Open Data Platform strives for Hadoop unity

A consortium of Hadoop vendors and users aims to define a core Hadoop and create a standardized base for future distributions

Hadoop elephant code

With any project as influential, widely adopted, and plain big as Hadoop, there inevitably comes a moment when those involved decide to standardize.

The Open Data Platform (ODP), a newly formed consortium of Hadoop vendors and consumers, is planning to do something about what it perceives as the "open but fragmented" nature of Hadoop, caused in part by commercial Hadoop vendors themselves.

The group's plan is to create a "tested reference core of Apache Hadoop, Apache Ambari, and related Apache source artifacts" -- a kind of standardized base for future Hadoop distributions, built directly from the open source core projects.

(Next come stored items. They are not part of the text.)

PR #97, opened 2018-01-23
adjust library search to work on windows, warn about lib prefix

wjwwood:
This is required for rviz to load `.dll`'s on Windows which reside in `bin`. Also, all users are probably including the implicit `lib` prefix for their libraries explicitly, e.g.:

https://github.com/ros2/rviz/blob/4e10a6925d8db08e539ea54997abeb1ed6226767/rviz_default_plugins/plugins_description.xml#L1

This is not so portable because the cmake code uses `<library_name>` which generates a library like `lib<library_name>.so` on Linux and `lib<library_name>.dylib` on macOS, but `<library_name>.dll` on Windows.

So, I added the ability for pluginlib to search with and without the `lib` prefix, i.e. if you give `libfoo` it will also search for `foo`, and if you give `foo` it will also search for `libfoo`. However, giving slight preference to the user input without the `lib` prefix, I added a warning that prints if you give `libfoo` which suggests you use `foo` instead.

Long term, I think we should deprecate this searching and instead use compile time information to store the actual location (relative or absolute) of the library and simply match that with what is in the plugin description `.xml` by name.

### DIFF
--- a/pluginlib/include/pluginlib/class_loader_imp.hpp
+++ b/pluginlib/include/pluginlib/class_loader_imp.hpp
@@ -376,11 +376,13 @@ std::vector<std::string> ClassLoader<T>::getAllLibraryPathsToTry(
   //
   //   - <prefix for rviz>/lib/librviz_default_plugins.so
   //   - <prefix for rviz>/lib64/librviz_default_plugins.so
+  //   - <prefix for rviz>/bin/rviz_default_plugins.dll
   //   - <prefix for rviz>/lib/rviz/librviz_default_plugins.so
   //   - <prefix for rviz>/lib64/rviz/librviz_default_plugins.so
   //
   // The extension, e.g. `.so`, might be different based on the operating
   // system, e.g. it might be `.dylib` on macOS or `.dll` on Windows.
+  // Similarly, the library might have the `lib` prefix added or removed.
   // Also, the library name might have a `d` added if the library is built
   // debug, depending on the system.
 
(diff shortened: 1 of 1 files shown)


mikaelarguedas:
Thanks @wjwwood, I'll have a look soon

wjwwood:
Here's ROS 2 CI:

* Linux [Build Status](http://ci.ros2.org/job/ci_linux/3892/)
* Linux-aarch64 [Build Status](http://ci.ros2.org/job/ci_linux-aarch64/1011/)
* macOS [Build Status](http://ci.ros2.org/job/ci_osx/3218/)
* Windows [Build Status](http://ci.ros2.org/job/ci_windows/3988/)

pluginlib/include/pluginlib/class_loader_imp.hpp
```diff
@@ -390,39 +392,77 @@ std::vector<std::string> ClassLoader<T>::getAllLibraryPathsToTry(
...
     package_prefix + path_separator + "lib",
     package_prefix + path_separator + "lib64",
+    package_prefix + path_separator + "bin",  // also look in bin, for dll's on Windows
     package_prefix + path_separator + "lib" + path_separator + exporting_package_name,
     package_prefix + path_separator + "lib64" + path_separator + exporting_package_name,
+    package_prefix + path_separator + "bin" + path_separator + exporting_package_name,
   };
+
+  // Prepare to setup the relative file paths.
   bool debug_library_suffix = (0 == class_loader::systemLibrarySuffix().compare(0, 1, "d"));
```
mikaelarguedas, line 411: Note that currently `systemLibrarySuffix` will [always return the non debug version](https://github.com/ros/class_loader/commit/68796036d722808817b1ad54f7cb6600aa07107d) (but that's great to keep logic for handling both)

pluginlib/include/pluginlib/class_loader_imp.hpp
```diff
@@ -390,39 +392,77 @@ std::vector<std::string> ClassLoader<T>::getAllLibraryPathsToTry(
...
-  std::string stripped_library_name_with_extension = stripped_library_name + non_debug_suffix;
 
-  for (const auto & current_path : all_paths_without_extension) {
-    all_paths.push_back(current_path + path_separator + library_name_with_extension);
-    all_paths.push_back(current_path + path_separator + stripped_library_name_with_extension);
+  std::string library_name_alternative;  // either lib<library> or <library> without lib prefix
+  const char * lib_prefix = "lib";
+  if (library_name.rfind(lib_prefix, 0) == 0) {
+    library_name_alternative = library_name.substr(strlen(lib_prefix));
+    RCUTILS_LOG_WARN_NAMED("pluginlib.ClassLoader",
```
mikaelarguedas, line 424: :+1: thanks for adding the warning that'll help converge to the new way of defining them

mikaelarguedas (approved):
Lgtm, thanks ! :+1:

wjwwood:
Thanks for the quick review @mikaelarguedas 👍

PR #99, opened 2018-02-09
use new class_loader header names

mikaelarguedas:
related to ros/class_loader#80

PR #101, opened 2018-03-03
use new class_loader errors and fix deprecation warnings

mikaelarguedas:
redo of #99 applied to melodic-devel


mikaelarguedas:
failure on bionic expected as all ROS packages depending on console_bridge and built before the last bionic package sync from debian stable are not installable anymore. Merging as this passes without warnings on debian stretch

PR #115, opened 2018-04-15
remove deprecation warning until sers are required to change code

mikaelarguedas:
based on discussion from https://github.com/ros/pluginlib/pull/70#issuecomment-379435585. We will remove deprecation warnings until we roll out more refactor to pluginlib at wich point we will deprecate them gain and remove them in the following distribution.


mikaelarguedas:
Ignoring travis failure as there's no travis job anymore

PR #116, opened 2018-05-14
Fix compile error with gcc 8.1.0

jerry73204:
Gcc 8.1.0 fails to compile filesystem_helper.hpp with -std=c++14. The cause is that it passes the check "__has_include(<filesystem>)". However, std::filesystem is not defined. We add an additional check "__cplusplus >= 201703L".

### DIFF
--- a/pluginlib/include/pluginlib/impl/filesystem_helper.hpp
+++ b/pluginlib/include/pluginlib/impl/filesystem_helper.hpp
@@ -49,7 +49,7 @@ namespace fs = std::experimental::filesystem;
 # define PLUGINLIB__IMPL__FILESYSYEM_HELPER__HAS_STD_FILESYSTEM
 
 #elif defined(__has_include)
-# if __has_include(<filesystem>)
+# if __has_include(<filesystem>) && __cplusplus >= 201703L
 #  include <filesystem>
 
 namespace pluginlib
--- a/pluginlib/include/pluginlib/impl/filesystem_helper.hpp
+++ b/pluginlib/include/pluginlib/impl/filesystem_helper.hpp
@@ -36,8 +36,9 @@
 #define PLUGINLIB__IMPL__FILESYSTEM_HELPER_HPP_
 
 
-#if _MSC_VER >= 1900
-# include <experimental/filesystem>
+#if defined(_MSC_VER)
+# if _MSC_VER >= 1900
+#  include <experimental/filesystem>
 namespace pluginlib
 {
 namespace impl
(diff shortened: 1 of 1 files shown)


mjbogusz:
I think better option would be to use `--std=c++17` (or `gnu++17`).

The issue comes from GCC 8 providing `<filesystem.h>` in addition to `<experimental/filesystem.h>`, however the first one provides `std::filesystem` only on C++17 and newer standards (and does not provide `std::experimental::filesystem` at all) and the latter uses old, experimental implementation.

This solution would however require switching to C++17 for all of ROS2 (or at least for all packages using pluginlib directly or nondirectly).

jerry73204:
I agree. It requires some work to migrate whole ros2 to C++17. The fix here is intended to be a workaround before the we switch to -std=c++17, and makes sure it compiles with newer GCC 8.

mikaelarguedas:
The change looks sensible to me.
It should not impact MSVC (that tends to not set `__cplusplus` properly) as it is evaluated before.
Clang seems happy with the change as well: [Build Status](http://ci.ros2.org/job/ci_osx/3602/).

@jerry73204 Were you able to build the entire ROS2 stack with this change ?

Running CI on the entire stack (gcc5.4 for Linux):
* Linux [Build Status](http://ci.ros2.org/job/ci_linux/4408/) (false positive cmake warning)
* Linux-aarch64 [Build Status](http://ci.ros2.org/job/ci_linux-aarch64/1358/)
* macOS [Build Status](http://ci.ros2.org/job/ci_osx/3603/)
* Windows [Build Status](http://ci.ros2.org/job/ci_windows/4465/)

jerry73204:
I followed the instructions on [Arch wiki](https://wiki.archlinux.org/index.php/ROS#Ros_2) to build ros2. @mikaelarguedas is right. I would do some surveys to make proper fix.

jerry73204:
I slightly changed the statements to avoid incorrect __cplusplus value with MSVC. For those non-MSVC compilers, we test the headers with `__has_include`. Though `__has_include` is adopted as standard since C++17, it presents with -std=c++{11,14} when compiling with g++ >= 5 or clang++. So I assume it work under most circumstances.

mikaelarguedas:
* Linux [Build Status](http://ci.ros2.org/job/ci_linux/4411/)
* Linux-aarch64 [Build Status](http://ci.ros2.org/job/ci_linux-aarch64/1359/)
* macOS [Build Status](http://ci.ros2.org/job/ci_osx/3604/)
* Windows [Build Status](http://ci.ros2.org/job/ci_windows/4467/)

mikaelarguedas (approved):
lgtm

mikaelarguedas:
@wjwwood do you mind having a quick :eyes: when you have a chance ?

wjwwood (approved):
It’s fine by me.

mikaelarguedas:
thanks @jerry73204 for the patch!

Sunny Madra, head of data products at Pivotal (one of the Hadoop vendors involved in the initiative), spoke about the parallels between Hadoop's current state and Linux's relationship with Unix. "The Unix ecosystem was quite fragmented; everyone had their own things going on, and you couldn't be sure if something ran in one place or the other. Then Linux comes around and standardizes that. So if you take a look at RHEL or CentOS or Oracle, you know that if you have something that runs on any one of those, it'll run on all of them."

Different Hadoop distributions remain dissimilar by design, though built from common sources. "One of the challenges of the Hadoop ecosystem today is that it's hard to certify," Madra said. "It's hard to say that if I build software and certify it to run on this company's particular distribution, it'll run anywhere else." A similar project exists for Linux; the Linux Standard Base was created to make the job of developing software for Linux less onerous by reducing unneeded differences between distributions.

It likely won't become clear until ODP moves forward the impact the initiative will have on the ways commercial distributions differentiate themselves. ODP could make it possible for distributions like Pivotal and Hortonworks to differentiate more on the basis of the value-adds they provide than how they assemble Hadoop’s underlying pieces. (In 2013, Hortonworks CEO Rob Bearden called out Hadoop fragmentation as a by-product of the distributions' mix of proprietary and open software.)

The Apache project Bigtop has attempted to address the need for a properly vetted, integration-tested Hadoop bundle, but ODP's aim is different. In a conference call, Shaun Connolly, vice president of corporate strategy for Hortonworks, described Bigtop and ODP as complementary, not competitive.

Bigtop "has historically provided a lot of the tooling for bringing together releases," Connolly said, while the ODP is meant to "[complement] that process in a downstream consumable version that can go broad across the [Hadoop] ecosystem."

Raymie Stata, CEO of Altiscale, added that ODP aims for "depth, rather than breadth," and hopes to bring "rigor" to the core used for ODP-derived distributions.

One fairly major name missing from the current list of ODP participants is Cloudera, whose Hadoop distribution is more akin to Pivotal's than Hortonworks' in the way it mixes open source savvy and business sense.

Scott Yara, president and head of products for Hadoop, could not speak about Cloudera's intentions, but did say, "We'd love to have them involved, as this is an advancement for the whole industry."